§ Exercise aim: Using the records below, give again exactly the lines from the line that contains "PR #2213, opened 2015-04-22" through the line that contains "import co.cask.cdap.proto.StreamProperties;", both ends included, and only those.

BEGIN Source information

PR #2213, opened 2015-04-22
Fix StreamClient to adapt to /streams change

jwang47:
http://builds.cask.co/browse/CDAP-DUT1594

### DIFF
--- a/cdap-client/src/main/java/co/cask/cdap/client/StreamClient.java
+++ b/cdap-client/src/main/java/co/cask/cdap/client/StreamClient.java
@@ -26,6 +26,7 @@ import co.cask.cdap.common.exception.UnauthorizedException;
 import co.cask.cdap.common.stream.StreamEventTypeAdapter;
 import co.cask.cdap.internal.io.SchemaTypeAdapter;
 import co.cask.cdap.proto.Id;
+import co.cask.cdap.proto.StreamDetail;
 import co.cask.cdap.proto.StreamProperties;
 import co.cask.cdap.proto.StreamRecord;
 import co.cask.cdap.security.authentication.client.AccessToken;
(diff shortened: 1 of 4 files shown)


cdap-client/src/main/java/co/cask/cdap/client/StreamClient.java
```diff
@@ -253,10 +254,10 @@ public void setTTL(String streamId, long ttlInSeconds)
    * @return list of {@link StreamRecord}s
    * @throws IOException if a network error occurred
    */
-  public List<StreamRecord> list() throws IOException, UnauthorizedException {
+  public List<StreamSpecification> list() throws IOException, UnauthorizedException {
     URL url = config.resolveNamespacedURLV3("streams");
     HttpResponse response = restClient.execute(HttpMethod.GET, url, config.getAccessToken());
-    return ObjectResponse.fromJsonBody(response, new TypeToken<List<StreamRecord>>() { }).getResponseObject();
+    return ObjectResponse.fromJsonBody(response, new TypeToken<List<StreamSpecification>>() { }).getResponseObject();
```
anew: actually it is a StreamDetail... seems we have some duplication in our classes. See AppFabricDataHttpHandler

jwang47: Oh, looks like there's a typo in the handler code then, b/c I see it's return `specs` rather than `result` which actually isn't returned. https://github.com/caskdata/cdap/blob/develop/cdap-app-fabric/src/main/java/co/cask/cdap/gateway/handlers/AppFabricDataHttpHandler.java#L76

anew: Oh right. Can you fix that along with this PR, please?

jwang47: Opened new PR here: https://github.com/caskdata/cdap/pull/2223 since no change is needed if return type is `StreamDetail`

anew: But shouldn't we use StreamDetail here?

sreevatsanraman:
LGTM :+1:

END Source information
BEGIN Source information

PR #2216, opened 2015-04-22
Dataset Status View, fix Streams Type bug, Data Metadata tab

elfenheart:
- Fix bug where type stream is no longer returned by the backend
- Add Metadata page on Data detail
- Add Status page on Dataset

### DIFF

END Source information
BEGIN Source information

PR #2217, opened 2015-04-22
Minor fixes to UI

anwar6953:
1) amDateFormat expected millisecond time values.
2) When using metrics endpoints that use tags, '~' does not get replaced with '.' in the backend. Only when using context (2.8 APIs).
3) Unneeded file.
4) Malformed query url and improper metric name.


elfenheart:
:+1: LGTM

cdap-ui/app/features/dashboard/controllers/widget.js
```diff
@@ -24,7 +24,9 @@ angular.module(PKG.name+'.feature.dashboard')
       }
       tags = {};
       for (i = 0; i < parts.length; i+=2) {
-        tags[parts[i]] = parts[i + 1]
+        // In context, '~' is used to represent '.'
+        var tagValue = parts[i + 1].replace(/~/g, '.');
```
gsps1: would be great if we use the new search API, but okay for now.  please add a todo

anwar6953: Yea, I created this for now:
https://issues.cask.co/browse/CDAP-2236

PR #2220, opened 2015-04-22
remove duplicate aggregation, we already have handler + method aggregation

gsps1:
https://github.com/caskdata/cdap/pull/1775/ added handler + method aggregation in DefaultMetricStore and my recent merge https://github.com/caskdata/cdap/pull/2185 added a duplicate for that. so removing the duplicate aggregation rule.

END Source information

§ Solution for this task:
PR #2213, opened 2015-04-22
Fix StreamClient to adapt to /streams change

jwang47:
http://builds.cask.co/browse/CDAP-DUT1594

### DIFF
--- a/cdap-client/src/main/java/co/cask/cdap/client/StreamClient.java
+++ b/cdap-client/src/main/java/co/cask/cdap/client/StreamClient.java
@@ -26,6 +26,7 @@ import co.cask.cdap.common.exception.UnauthorizedException;
 import co.cask.cdap.common.stream.StreamEventTypeAdapter;
 import co.cask.cdap.internal.io.SchemaTypeAdapter;
 import co.cask.cdap.proto.Id;
+import co.cask.cdap.proto.StreamDetail;
 import co.cask.cdap.proto.StreamProperties;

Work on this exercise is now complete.